Work instruction: Every record below is to be restated word for word.

Study material:
PR #9213, opened 2022-05-19
Kotlin: fix implementation of SAM classes that inherit their abstract method

smowton:
Based on / blocked by https://github.com/github/codeql/pull/9123


java/kotlin-extractor/src/main/kotlin/KotlinFileExtractor.kt
```diff
@@ -654,9 +654,13 @@ open class KotlinFileExtractor(
...
-        if (isFake(f)) return null
+    fun extractFunction(f: IrFunction, parentId: Label<out DbReftype>, extractBody: Boolean, extractMethodAndParameterTypeAccesses: Boolean, typeSubstitution: TypeSubstitution?, classTypeArgsIncludingOuterClasses: List<IrTypeArgument>?, idOverride: Label<DbMethod>? = null, locOverride: Label<DbLocation>? = null) =
+        if (isFake(f))
+            null
+        else
+            extractNonFakeFunction(f, parentId, extractBody, extractMethodAndParameterTypeAccesses, typeSubstitution, classTypeArgsIncludingOuterClasses, idOverride, locOverride)
 
+    fun extractNonFakeFunction(f: IrFunction, parentId: Label<out DbReftype>, extractBody: Boolean, extractMethodAndParameterTypeAccesses: Boolean, typeSubstitution: TypeSubstitution?, classTypeArgsIncludingOuterClasses: List<IrTypeArgument>?, idOverride: Label<DbMethod>? = null, locOverride: Label<DbLocation>? = null): Label<out DbCallable>  {
```
tamasvajk, line 663: `extractNonFakeFunction` is actually extracting fake and non-fake functions too, so its name is misleading. I think `forceExtractFunction` is somewhat better. Another option would be adding a Boolean parameter to `extractFunction` to skip the `isFake` test.

tamasvajk (approved):

PR #9214, opened 2022-05-19
Data flow: Do not discard call context when computing reverse lambda flow through jumps

hvitved:
Since we are computing flow backwards, and we are recording the *first* call seen during reverse flow, it is valid to keep the call context even when we go through a jump step.


aschackmull (approved):
LGTM. Nice fix.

Answer to the exercise:
PR #9213, opened 2022-05-19
Kotlin: fix implementation of SAM classes that inherit their abstract method

smowton:
Based on / blocked by https://github.com/github/codeql/pull/9123


java/kotlin-extractor/src/main/kotlin/KotlinFileExtractor.kt
```diff
@@ -654,9 +654,13 @@ open class KotlinFileExtractor(
...
-        if (isFake(f)) return null
+    fun extractFunction(f: IrFunction, parentId: Label<out DbReftype>, extractBody: Boolean, extractMethodAndParameterTypeAccesses: Boolean, typeSubstitution: TypeSubstitution?, classTypeArgsIncludingOuterClasses: List<IrTypeArgument>?, idOverride: Label<DbMethod>? = null, locOverride: Label<DbLocation>? = null) =
+        if (isFake(f))
+            null
+        else
+            extractNonFakeFunction(f, parentId, extractBody, extractMethodAndParameterTypeAccesses, typeSubstitution, classTypeArgsIncludingOuterClasses, idOverride, locOverride)
 
+    fun extractNonFakeFunction(f: IrFunction, parentId: Label<out DbReftype>, extractBody: Boolean, extractMethodAndParameterTypeAccesses: Boolean, typeSubstitution: TypeSubstitution?, classTypeArgsIncludingOuterClasses: List<IrTypeArgument>?, idOverride: Label<DbMethod>? = null, locOverride: Label<DbLocation>? = null): Label<out DbCallable>  {
```
tamasvajk, line 663: `extractNonFakeFunction` is actually extracting fake and non-fake functions too, so its name is misleading. I think `forceExtractFunction` is somewhat better. Another option would be adding a Boolean parameter to `extractFunction` to skip the `isFake` test.

tamasvajk (approved):

PR #9214, opened 2022-05-19
Data flow: Do not discard call context when computing reverse lambda flow through jumps

hvitved:
Since we are computing flow backwards, and we are recording the *first* call seen during reverse flow, it is valid to keep the call context even when we go through a jump step.


aschackmull (approved):
LGTM. Nice fix.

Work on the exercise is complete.